#### INSTRUCTIONS FOR THE TASK:
Below are the records; tally the lines in them that include the word "being" and reply with the number alone.

(Collected data)
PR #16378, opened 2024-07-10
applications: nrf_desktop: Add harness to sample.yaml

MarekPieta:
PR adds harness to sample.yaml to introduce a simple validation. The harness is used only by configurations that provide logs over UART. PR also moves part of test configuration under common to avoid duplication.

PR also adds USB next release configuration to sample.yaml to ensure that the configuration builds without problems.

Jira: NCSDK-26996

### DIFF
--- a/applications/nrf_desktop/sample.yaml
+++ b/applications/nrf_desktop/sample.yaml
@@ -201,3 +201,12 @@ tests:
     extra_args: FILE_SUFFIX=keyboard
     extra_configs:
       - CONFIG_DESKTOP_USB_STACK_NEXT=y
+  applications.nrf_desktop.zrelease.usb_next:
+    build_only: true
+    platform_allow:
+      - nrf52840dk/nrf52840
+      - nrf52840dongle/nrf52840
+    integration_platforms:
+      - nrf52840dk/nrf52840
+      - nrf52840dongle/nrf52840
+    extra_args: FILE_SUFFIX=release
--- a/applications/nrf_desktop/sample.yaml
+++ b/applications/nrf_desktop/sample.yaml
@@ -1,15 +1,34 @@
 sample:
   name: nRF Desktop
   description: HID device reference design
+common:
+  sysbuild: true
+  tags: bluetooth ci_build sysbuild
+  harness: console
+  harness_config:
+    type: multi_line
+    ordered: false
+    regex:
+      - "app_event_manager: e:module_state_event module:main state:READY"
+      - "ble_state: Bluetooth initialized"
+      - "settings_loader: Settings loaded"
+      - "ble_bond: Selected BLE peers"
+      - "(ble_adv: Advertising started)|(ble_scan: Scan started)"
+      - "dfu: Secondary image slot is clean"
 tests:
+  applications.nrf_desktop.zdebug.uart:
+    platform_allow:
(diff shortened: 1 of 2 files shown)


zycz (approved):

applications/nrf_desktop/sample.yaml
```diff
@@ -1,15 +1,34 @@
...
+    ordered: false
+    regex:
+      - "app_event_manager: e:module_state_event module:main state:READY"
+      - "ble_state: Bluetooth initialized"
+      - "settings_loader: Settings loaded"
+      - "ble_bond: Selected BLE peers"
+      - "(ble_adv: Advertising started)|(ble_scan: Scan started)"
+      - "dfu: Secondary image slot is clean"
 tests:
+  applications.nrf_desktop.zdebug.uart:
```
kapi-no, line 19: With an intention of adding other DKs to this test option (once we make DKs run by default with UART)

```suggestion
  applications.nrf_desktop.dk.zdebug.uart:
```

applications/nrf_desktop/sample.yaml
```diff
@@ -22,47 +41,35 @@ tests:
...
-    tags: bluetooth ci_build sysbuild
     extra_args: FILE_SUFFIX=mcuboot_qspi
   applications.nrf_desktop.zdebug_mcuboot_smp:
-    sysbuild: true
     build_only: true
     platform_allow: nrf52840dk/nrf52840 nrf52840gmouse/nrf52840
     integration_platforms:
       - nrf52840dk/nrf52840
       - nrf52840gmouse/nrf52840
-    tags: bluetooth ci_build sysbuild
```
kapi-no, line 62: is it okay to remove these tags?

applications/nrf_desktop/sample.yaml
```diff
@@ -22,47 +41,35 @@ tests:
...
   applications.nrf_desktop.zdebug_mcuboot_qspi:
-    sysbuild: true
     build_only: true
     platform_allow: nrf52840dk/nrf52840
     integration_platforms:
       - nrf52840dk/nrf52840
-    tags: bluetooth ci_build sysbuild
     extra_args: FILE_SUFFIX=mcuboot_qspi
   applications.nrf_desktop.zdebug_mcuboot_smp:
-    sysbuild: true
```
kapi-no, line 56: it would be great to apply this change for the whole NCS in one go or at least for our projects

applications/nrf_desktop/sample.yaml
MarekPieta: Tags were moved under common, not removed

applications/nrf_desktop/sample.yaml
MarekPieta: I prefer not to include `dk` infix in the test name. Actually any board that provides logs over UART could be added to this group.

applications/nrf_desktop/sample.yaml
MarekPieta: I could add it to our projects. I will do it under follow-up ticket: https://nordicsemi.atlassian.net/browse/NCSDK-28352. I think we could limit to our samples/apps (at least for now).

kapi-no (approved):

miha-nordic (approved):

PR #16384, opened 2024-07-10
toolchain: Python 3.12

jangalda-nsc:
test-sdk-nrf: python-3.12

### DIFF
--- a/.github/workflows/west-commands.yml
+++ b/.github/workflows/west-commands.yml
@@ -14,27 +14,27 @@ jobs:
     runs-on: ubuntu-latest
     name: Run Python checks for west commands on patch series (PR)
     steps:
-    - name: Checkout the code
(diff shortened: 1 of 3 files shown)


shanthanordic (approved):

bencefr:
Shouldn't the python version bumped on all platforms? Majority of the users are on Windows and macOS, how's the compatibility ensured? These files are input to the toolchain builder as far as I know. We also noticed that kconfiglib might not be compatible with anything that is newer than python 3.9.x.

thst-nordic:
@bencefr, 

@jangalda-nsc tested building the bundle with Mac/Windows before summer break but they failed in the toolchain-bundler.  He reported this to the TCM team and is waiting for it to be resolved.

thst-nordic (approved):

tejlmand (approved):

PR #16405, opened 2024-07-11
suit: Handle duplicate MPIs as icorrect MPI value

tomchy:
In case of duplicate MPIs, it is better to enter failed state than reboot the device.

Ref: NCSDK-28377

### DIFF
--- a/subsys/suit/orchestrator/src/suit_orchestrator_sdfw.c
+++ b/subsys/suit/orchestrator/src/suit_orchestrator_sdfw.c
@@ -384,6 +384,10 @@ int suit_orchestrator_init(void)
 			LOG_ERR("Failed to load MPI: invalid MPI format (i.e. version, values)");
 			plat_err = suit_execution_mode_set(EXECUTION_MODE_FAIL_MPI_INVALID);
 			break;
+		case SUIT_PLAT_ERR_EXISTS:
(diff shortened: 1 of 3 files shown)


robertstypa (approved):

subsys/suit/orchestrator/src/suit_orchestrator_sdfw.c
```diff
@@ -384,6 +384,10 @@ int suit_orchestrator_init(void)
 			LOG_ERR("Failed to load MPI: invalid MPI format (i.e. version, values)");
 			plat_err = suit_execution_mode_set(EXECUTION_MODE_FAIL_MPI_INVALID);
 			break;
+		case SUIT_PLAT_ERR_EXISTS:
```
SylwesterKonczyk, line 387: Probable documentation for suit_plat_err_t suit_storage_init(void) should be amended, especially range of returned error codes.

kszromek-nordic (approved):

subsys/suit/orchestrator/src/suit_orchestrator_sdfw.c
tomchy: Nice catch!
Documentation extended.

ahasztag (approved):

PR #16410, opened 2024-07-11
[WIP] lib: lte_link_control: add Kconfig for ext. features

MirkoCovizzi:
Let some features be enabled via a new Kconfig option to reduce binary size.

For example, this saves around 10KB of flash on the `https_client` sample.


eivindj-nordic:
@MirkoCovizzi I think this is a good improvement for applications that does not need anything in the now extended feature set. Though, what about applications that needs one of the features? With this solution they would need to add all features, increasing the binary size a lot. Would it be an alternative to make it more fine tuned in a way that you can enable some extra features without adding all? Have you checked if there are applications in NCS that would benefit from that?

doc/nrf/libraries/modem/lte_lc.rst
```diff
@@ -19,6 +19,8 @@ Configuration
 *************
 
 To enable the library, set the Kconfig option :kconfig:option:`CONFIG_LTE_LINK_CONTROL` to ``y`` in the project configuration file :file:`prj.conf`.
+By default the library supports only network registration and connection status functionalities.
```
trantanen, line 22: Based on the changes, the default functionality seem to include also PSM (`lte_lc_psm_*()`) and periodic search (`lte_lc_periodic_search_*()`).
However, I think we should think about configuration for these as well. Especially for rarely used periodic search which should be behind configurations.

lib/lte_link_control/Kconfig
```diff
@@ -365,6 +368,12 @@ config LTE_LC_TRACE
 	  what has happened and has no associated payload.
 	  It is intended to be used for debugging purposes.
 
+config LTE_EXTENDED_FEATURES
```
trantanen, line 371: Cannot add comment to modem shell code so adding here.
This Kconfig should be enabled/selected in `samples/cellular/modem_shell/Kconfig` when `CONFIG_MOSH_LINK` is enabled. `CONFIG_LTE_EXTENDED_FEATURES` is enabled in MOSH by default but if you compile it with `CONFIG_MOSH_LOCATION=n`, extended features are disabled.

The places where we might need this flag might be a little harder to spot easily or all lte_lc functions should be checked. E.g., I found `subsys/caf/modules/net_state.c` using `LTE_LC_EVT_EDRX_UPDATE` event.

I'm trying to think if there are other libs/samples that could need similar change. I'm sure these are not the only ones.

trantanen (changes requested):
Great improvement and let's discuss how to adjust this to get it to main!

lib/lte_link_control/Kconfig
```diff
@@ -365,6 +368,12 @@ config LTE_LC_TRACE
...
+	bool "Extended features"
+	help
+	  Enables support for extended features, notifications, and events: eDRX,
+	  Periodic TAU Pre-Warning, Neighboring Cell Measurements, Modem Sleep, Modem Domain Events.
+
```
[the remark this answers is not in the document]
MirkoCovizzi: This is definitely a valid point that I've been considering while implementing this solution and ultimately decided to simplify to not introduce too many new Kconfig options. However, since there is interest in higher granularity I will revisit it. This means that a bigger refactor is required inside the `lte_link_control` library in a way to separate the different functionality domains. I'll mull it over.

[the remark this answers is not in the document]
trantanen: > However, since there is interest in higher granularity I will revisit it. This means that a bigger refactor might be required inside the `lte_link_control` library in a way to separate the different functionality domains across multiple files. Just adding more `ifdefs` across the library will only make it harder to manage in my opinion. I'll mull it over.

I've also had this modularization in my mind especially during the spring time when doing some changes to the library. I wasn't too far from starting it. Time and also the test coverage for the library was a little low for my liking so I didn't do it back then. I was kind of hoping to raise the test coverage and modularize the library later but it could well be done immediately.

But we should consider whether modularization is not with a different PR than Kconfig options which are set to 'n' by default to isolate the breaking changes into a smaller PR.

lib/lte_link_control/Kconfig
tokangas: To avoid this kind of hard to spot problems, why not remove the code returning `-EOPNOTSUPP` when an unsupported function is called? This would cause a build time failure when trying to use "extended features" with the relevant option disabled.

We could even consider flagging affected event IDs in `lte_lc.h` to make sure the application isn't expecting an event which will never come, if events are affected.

* * *

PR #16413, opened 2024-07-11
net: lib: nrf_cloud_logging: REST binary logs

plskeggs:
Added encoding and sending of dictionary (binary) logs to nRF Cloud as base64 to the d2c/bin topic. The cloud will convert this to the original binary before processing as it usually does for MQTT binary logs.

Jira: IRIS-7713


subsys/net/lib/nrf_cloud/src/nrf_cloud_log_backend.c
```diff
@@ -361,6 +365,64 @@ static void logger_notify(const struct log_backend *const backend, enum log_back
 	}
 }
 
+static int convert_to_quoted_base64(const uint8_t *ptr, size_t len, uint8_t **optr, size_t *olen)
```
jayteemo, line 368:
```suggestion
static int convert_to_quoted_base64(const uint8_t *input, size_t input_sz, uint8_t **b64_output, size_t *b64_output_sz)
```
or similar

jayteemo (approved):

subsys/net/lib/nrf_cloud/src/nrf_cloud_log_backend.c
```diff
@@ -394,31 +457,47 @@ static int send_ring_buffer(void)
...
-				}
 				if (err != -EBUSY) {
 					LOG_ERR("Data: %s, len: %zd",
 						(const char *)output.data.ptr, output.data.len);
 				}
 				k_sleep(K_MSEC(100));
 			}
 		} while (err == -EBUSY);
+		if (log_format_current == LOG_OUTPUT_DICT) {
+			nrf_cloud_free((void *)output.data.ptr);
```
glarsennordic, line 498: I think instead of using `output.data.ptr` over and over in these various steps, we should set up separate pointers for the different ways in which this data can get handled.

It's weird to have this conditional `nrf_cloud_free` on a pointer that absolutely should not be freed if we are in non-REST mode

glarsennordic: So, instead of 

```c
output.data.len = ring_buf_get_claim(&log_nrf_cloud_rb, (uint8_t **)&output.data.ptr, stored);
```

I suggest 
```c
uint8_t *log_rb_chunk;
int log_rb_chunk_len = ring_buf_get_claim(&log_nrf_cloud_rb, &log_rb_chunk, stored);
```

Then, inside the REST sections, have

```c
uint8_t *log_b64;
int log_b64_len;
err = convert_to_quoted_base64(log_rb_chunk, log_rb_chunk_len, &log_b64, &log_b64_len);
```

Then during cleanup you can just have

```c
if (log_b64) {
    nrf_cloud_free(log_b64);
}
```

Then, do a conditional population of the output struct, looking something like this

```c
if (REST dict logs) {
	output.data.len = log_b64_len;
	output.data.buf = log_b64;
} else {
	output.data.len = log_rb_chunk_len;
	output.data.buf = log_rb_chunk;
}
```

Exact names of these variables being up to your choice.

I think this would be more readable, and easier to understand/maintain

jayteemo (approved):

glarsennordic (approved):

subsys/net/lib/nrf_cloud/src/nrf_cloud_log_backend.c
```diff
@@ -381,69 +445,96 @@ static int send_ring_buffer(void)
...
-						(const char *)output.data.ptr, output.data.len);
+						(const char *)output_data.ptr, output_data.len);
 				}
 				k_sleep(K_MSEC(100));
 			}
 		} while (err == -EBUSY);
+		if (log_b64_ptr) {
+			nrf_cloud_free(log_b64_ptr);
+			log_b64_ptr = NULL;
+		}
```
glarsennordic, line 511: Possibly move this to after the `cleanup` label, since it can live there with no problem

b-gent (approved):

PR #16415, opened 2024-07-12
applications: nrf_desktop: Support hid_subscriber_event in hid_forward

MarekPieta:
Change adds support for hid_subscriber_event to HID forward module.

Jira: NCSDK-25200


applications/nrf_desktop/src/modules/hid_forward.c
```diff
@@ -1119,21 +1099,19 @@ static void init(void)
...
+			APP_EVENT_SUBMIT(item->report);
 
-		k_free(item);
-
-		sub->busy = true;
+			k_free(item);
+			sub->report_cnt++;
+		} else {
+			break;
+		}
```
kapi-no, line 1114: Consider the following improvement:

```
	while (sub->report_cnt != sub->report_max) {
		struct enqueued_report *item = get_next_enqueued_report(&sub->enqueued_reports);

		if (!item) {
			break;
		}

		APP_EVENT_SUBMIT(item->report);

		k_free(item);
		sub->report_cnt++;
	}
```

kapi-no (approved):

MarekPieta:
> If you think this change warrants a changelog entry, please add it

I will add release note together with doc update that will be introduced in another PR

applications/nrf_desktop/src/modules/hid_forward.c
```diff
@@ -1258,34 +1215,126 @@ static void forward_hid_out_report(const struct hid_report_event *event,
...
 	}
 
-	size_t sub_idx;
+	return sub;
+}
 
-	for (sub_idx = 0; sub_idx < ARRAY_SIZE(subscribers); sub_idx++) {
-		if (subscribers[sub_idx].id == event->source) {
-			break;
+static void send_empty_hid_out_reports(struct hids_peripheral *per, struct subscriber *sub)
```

...

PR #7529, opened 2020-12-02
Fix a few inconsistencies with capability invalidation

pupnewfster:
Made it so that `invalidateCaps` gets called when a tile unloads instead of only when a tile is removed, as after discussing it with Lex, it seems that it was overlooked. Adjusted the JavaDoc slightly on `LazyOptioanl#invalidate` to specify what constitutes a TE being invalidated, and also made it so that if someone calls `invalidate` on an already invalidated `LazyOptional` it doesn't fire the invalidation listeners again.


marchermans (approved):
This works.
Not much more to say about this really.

#### SOLUTION TO THIS TASK:
2